■ Stored items:
#####

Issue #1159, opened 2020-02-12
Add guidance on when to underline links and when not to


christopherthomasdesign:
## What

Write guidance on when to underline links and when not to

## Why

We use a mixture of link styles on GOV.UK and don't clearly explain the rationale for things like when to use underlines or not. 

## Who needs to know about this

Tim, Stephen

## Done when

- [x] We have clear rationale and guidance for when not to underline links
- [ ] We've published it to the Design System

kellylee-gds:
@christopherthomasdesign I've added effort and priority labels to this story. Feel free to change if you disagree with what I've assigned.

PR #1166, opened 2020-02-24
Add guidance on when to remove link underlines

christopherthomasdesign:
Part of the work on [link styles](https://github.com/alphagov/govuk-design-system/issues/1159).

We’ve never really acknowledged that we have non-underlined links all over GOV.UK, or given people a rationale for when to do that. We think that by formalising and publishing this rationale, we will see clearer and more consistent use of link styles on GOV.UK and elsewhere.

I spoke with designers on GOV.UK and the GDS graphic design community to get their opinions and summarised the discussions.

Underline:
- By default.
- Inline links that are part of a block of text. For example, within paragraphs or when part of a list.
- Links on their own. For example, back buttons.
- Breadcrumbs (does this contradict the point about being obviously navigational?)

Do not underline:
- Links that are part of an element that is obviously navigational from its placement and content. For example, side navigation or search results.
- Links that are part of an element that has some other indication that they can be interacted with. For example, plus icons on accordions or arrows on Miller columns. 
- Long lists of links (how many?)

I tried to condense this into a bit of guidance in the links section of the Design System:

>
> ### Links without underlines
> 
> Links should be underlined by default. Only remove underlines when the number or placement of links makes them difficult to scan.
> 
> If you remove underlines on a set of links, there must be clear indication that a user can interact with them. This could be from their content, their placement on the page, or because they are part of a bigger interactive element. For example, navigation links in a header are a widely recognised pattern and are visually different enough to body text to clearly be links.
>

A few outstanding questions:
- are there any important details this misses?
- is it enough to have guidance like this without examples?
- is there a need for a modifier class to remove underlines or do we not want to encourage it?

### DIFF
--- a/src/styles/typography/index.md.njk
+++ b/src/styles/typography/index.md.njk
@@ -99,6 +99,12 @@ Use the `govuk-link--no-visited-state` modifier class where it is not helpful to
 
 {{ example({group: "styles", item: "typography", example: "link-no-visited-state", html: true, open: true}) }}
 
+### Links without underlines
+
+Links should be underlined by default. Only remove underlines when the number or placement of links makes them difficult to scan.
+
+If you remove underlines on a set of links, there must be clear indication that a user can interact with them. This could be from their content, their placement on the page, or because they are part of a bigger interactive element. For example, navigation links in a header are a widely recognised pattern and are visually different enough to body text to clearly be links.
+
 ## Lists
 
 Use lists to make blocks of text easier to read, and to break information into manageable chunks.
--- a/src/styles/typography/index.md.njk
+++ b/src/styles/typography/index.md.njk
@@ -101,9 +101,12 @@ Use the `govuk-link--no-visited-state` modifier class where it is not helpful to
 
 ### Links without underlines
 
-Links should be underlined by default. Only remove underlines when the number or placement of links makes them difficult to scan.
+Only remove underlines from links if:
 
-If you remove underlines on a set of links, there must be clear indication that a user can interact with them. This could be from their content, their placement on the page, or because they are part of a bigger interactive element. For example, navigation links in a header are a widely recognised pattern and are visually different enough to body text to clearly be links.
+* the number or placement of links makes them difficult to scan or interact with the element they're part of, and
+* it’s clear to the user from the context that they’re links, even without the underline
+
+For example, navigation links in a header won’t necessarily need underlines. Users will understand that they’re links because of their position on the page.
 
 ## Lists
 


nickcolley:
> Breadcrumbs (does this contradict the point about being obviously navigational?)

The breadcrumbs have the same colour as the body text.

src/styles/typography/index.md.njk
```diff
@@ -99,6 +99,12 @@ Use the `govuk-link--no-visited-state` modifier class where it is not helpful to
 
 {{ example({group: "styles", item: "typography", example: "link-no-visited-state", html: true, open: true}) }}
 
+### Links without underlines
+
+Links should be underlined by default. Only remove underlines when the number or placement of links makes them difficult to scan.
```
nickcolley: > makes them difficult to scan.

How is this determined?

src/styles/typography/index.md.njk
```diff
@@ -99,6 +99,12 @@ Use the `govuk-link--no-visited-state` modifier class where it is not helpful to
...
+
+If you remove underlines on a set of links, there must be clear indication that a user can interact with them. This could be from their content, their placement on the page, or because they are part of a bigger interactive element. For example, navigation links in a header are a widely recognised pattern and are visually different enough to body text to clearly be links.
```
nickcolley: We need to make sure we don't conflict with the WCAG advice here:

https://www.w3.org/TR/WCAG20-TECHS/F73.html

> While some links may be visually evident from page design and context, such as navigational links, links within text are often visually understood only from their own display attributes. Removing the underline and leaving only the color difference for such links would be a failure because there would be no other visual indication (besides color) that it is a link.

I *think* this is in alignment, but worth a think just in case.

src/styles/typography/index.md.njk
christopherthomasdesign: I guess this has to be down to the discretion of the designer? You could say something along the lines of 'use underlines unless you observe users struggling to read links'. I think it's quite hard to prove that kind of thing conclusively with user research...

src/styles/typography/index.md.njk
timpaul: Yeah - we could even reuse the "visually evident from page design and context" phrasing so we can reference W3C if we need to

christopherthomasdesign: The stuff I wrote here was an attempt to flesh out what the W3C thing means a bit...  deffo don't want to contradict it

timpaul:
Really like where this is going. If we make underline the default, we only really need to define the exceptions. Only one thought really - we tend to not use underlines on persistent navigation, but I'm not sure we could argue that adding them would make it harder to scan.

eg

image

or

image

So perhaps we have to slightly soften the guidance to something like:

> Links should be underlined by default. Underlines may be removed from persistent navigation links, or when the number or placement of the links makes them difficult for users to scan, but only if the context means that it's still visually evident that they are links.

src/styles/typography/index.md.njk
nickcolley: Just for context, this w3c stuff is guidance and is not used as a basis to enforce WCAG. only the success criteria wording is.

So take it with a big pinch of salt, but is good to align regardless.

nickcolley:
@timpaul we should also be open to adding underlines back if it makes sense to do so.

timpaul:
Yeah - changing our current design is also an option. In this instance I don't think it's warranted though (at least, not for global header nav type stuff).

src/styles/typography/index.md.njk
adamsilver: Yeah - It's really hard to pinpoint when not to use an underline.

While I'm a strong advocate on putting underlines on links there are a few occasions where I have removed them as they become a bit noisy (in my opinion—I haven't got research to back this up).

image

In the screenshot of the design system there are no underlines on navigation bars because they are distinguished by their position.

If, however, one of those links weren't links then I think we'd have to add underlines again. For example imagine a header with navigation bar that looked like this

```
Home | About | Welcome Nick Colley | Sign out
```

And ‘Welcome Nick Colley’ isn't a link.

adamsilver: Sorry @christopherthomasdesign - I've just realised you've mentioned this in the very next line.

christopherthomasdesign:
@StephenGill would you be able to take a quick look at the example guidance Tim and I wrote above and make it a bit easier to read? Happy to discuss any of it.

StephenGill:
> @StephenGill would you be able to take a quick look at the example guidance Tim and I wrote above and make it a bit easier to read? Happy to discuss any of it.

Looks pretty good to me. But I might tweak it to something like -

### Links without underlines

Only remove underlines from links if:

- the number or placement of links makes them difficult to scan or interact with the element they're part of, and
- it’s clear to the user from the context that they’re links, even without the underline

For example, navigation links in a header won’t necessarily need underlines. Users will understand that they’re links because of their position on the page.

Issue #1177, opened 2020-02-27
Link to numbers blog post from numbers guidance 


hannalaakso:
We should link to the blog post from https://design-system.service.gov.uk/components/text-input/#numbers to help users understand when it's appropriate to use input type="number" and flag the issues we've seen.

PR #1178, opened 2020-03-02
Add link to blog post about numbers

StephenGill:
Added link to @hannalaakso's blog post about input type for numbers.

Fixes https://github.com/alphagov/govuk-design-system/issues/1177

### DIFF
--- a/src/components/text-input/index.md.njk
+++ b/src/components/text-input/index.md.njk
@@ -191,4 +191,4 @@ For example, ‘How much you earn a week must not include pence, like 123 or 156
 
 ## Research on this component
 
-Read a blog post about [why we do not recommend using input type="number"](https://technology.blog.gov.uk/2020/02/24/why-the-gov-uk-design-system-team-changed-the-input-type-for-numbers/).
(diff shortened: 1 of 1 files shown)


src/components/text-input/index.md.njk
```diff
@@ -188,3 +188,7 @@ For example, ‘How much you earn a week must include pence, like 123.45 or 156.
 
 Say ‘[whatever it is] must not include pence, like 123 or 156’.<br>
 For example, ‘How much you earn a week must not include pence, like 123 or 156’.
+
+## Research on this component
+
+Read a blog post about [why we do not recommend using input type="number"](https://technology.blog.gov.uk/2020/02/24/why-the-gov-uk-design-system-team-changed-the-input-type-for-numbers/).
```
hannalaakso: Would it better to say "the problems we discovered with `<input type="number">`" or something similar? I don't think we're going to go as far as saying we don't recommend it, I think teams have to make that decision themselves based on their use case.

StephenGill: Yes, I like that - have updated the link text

#####

■ Action item: Only the lines from the first line of the records through the line with "We’ve never really" should be reproduced, exactly and with nothing added.

■ Output of the exercise:
Issue #1159, opened 2020-02-12
Add guidance on when to underline links and when not to


christopherthomasdesign:
## What

Write guidance on when to underline links and when not to

## Why

We use a mixture of link styles on GOV.UK and don't clearly explain the rationale for things like when to use underlines or not. 

## Who needs to know about this

Tim, Stephen

## Done when

- [x] We have clear rationale and guidance for when not to underline links
- [ ] We've published it to the Design System

kellylee-gds:
@christopherthomasdesign I've added effort and priority labels to this story. Feel free to change if you disagree with what I've assigned.

PR #1166, opened 2020-02-24
Add guidance on when to remove link underlines

christopherthomasdesign:
Part of the work on [link styles](https://github.com/alphagov/govuk-design-system/issues/1159).

We’ve never really acknowledged that we have non-underlined links all over GOV.UK, or given people a rationale for when to do that. We think that by formalising and publishing this rationale, we will see clearer and more consistent use of link styles on GOV.UK and elsewhere.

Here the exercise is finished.